Look forward to more info !!!!!!!!


----------



## Reflectology (Jul 29, 2009)

CraigQQ said:


> ive used the denim and velvet pads with s3 gold russ..
> works, but not aswell as the osren polishes, but its not as aggresive and doesn't leave the paint hazed like those do.


mistaken identity...the felt pad is for flatting mate....I assume thats what you were comparing with the denim pads etc....


----------



## ronwash (Mar 26, 2011)

Reflectology said:


> sorry Marc it is only one pad of the foam capacity which may make you smile a bit more...the other is the felt pad I have been waiting for to use the S0 with....


Love to see your little play with the s0 and the felt pad,im very Intrigued.
also the other polishes and pad..,
Ill be waiting..:buffer::buffer:


----------



## ianFRST (Sep 19, 2006)

when is your guide published dude?


----------



## Reflectology (Jul 29, 2009)

ianFRST said:


> when is your guide published dude?


Guides been done a while mate...did you not send for one...if not fire over an email address and i will send one over to you....


----------



## Black Magic Detail (Aug 17, 2010)

polish for sticky paint ,interesting


----------



## ianFRST (Sep 19, 2006)

Reflectology said:


> Guides been done a while mate...did you not send for one...if not fire over an email address and i will send one over to you....

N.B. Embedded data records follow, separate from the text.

PR #2026, opened 2022-08-10
feat(upgrade-dependencies): excluded npm-check-updates from list of dependencies

AminFazlMondo:
This package does not need to have `npm-check-updates` as a devDeps. as it can use npx whenever it needs to check for updated packages.
Benefits:

1. One less package to be installed all the time
2. One less package to update (the first step is not required anymore)
3. There is also an issue in npm 8 in which `npm install` step throws `ENOTEMPTY` error as it is trying to rename packages that were installed prior to uprade. This is due to the fact that it is not a clean install, and it tries to rename files.

---


mrgrain:
Hi @AminFazlMondo and thanks for your contribution!

I'm not strictly against this change, but would you please go into more details about the motivation behind this?

> There is also an issue in npm 8 in which npm install step throws ENOTEMPTY error as it is trying to rename packages that were installed prior to uprade. This is due to the fact that it is not a clean install, and it tries to rename files.

This appears to be the main driver for this change. Can you elaborate more? We should address the underlying issue here.

```
// update npm-check-updates before everything else, in case there is a bug
// in it or one of its dependencies. This will make upgrade workflows
// slightly more stable and resilient to upstream changes.
```
This comment and related code gets removed. How is it not relevant anymore? What is this PR doing to address the challenges mentioned in the comment?

Also, we are moving from a constraint and locked version `npm-check-updates@^15` to a complete unconstrained one. That's definitely something we cannot do.

mrgrain (changes requested):
see above

AminFazlMondo:
Thanks @mrgrain  for quick look at this.
the workflow of upgrade is:

1. npm ci
2. <some upgrades using npm-check-updates>
3. npm i

What is happening here is that if ther is a package already installed as a dependency of another dependency and there are some upgrades to the root dependency. NPM tries to rename the folder in node_modules and install the package.

Below is an example of this;
```
👾 upgrade | npm install
npm ERR! code ENOTEMPTY
npm ERR! syscall rename
npm ERR! path <PathToMyPackage>/node_modules/projen/node_modules/@iarna/toml/lib
npm ERR! dest <PathToMyPackage>/node_modules/.projen-Awm7zVpt/node_modules/@iarna/toml/lib
npm ERR! errno -39
npm ERR! ENOTEMPTY: directory not empty, rename '<PathToMyPackage>/node_modules/projen/node_modules/@iarna/toml/lib' -> '<PathToMyPackage>/node_modules/.projen-Awm7zVpt/node_modules/@iarna/toml/lib'
```

Please note that the same repo had no problem, it only started after I upgraded to node 16 and NPM 8.

mrgrain:
That seems odd @AminFazlMondo I haven't came across this in any of my repos nor am I seeing reports of this. Would you be able to split this out into a minimal reproducible repo?

The whole thing _feels_ like an issue with `npm` to. Because the flow `npm ci --> upgrade packages --> npm i` should be well supported by it.

AminFazlMondo:
I agree, this is not a problem with projen, it is an issue with npm and how it handles things. give me some time and I will shoot through a public repo that is reproduces this issue for you to have a look

AminFazlMondo:
Hi @mrgrain ,
I have tried to reproduce this issue in a public repo.
I originally had only public packages in this repo and the upgrade task was working fine. As soon as, I introduced a private package that is hosted in AWS code artifact in [this commit](https://github.com/AminFazlMondo/TestPublicProjenRepo/commit/90f10d689df3734b07d763bbd1c0bd03f38d072a), I could reproduce this issue.
Unfortunately, this package is not available publicly for you to test, but I think replacing that with a private package that you have access to, will have the same effect.

Thanks,

mrgrain:
@AminFazlMondo Thanks for the reproduction! 👍🏻 
The private registry would explain how it's not a wider issue yet. 

Can you confirm how you are handling the config for your private CodeArtifact registry?

- Do you proxy npm through CodeArtifact? I.e. all requests go through AWS
- Have you setup scoped access for it? I.e. all packages in the scope `@your-scope` use CodeArtifact, all others use `npmjs.com`.
- Something else?

Just want to make sure I understand exactly what's going on.

AminFazlMondo:
I have setup scoped packages to go through code artifacts, and the rest of the packages through npm.
This is setup via scoped packages options, in projen. I have not checked in those details as they were sensitive info.

AminFazlMondo:
My earlier comment was result of my investigation, I was not able to test that. But I have followed these steps by running them manually and it worked.

mrgrain:
> My earlier comment was result of my investigation, I was not able to test that. But I have followed these steps by running them manually and it worked.

@AminFazlMondo are you saying that you cannot reproduce the issue now? If so, is that in general or just not with the reproduction repo?

AminFazlMondo:
@mrgrain ,
I probably should have clarified myself. I definately been able to replicate this in the test repo. What I meant was I could not test thhe changes in this PR in that repo to see if they solve the problem, what I did do was to run each of the steps command one by one to see if it works and it did.
I think the trick is not to do npm ci prior to upgrade, which by not relying on the `npm-check-updates` as a dependency, might be achieved.

mrgrain:
Cleaning this up. Aside from the reproduction challenge, this would need to address the requested changes.

PR #2029, opened 2022-08-12
fix: build breaks after update of @types/semver

mrgrain:
https://github.com/DefinitelyTyped/DefinitelyTyped/pull/61586 introduces stricter types for the `semver` package, which in turn caused https://github.com/projen/projen/pull/2028 to fail the build when attempting to update `@types/semver` to the latest version.

This fix removes the parameter that is not compatible with the new types. The parameter is unused by the respective code in `semver` and we are not exposing the returned semver object, so this is a safe change.

---

### DIFF
--- a/src/util/semver.ts
+++ b/src/util/semver.ts
@@ -90,7 +90,7 @@ export function toReleaseVersion(
   assemblyVersion: string,
   target: TargetName
 ): string {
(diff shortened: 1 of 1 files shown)


mrgrain:
Pushed to the upgrade PR instead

i know it had been done, but i thought you was waiting back on an "official" confirmation from scholl? or have i got the wrong end of the stick :lol:


----------



## Reflectology (Jul 29, 2009)

ianFRST said:


> i know it had been done, but i thought you was waiting back on an "official" confirmation from scholl? or have i got the wrong end of the stick :lol:


got fed up of waiting but as it happens there was a reason for no response from them....all ok though....


----------



## Reflectology (Jul 29, 2009)

Black Magic Detail said:


> polish for sticky paint ,interesting


yup....


----------



## Kimb (Oct 4, 2011)

I would very much also like to recieve a guide, will pm you hope that is okay?


----------



## steve from wath (Dec 12, 2008)

Come on russ
wheres the pics and write up
all the best


----------



## ianFRST (Sep 19, 2006)

yeah, chop chop :lol:


----------



## Reflectology (Jul 29, 2009)

not got much booked in sticky paint potential as yet but may give it a blast on next weeks M6....just to test its corrective potential....

But a client of mine yesterday said the wax in the attached picture looked better than a well known manufacturers....I tended to agree as well, more depth and clarity with it....

https://fbcdn-sphotos-a.akamaihd.ne...0206385_100001269009369_970600_53727691_n.jpg


----------



## -Raven- (Aug 26, 2010)

That wax must smell nice!


----------



## Reflectology (Jul 29, 2009)

type[r]+ said:


> That wax must smell nice!


it certainly does....


----------



## Porta (Jan 3, 2007)

S20 blue, S30+ easy wipe, SW40 and W9 carnauba are a couple of products who will come from Scholl Concepts.


----------



## Reflectology (Jul 29, 2009)

S20Blue i have and S30+ as well but w9 is old hat....I was the only detailer in the UK using it towards the middle of last year but replaced by w6....


----------



## Roy (Jan 17, 2007)

Porta said:


> S20 blue, S30+ easy wipe, SW40 and W9 carnauba are a couple of products who will come from Scholl Concepts.


:thumb: I'm looking forward to trying the new S30+ and W6.


----------



## Reflectology (Jul 29, 2009)

S20Blue will be tested on a Range Rover Sport shortly after the M6 had been done....


----------



## MidlandsCarCare (Feb 18, 2006)

What's the verdict on the wax then?


----------



## Reflectology (Jul 29, 2009)

its a little fussy temp wise but when a custy says he prefers it to SV then it must be doing something right....thing is its pre production which is why I think it was temperamental....application is not bad but i think cure time is a bit wayward as you will think it is cured and take it off but then it will start smearing and then settle down and disappear...its a strange one but the results are bang on....




























Will let you make your own mind up, bear in mind though the Scholl pictures were taken around 2.30 on a cold January afternoon where as the SV Divine were taken sometime in the summer.....the Vintage was far easier to apply and remove than Divine....


----------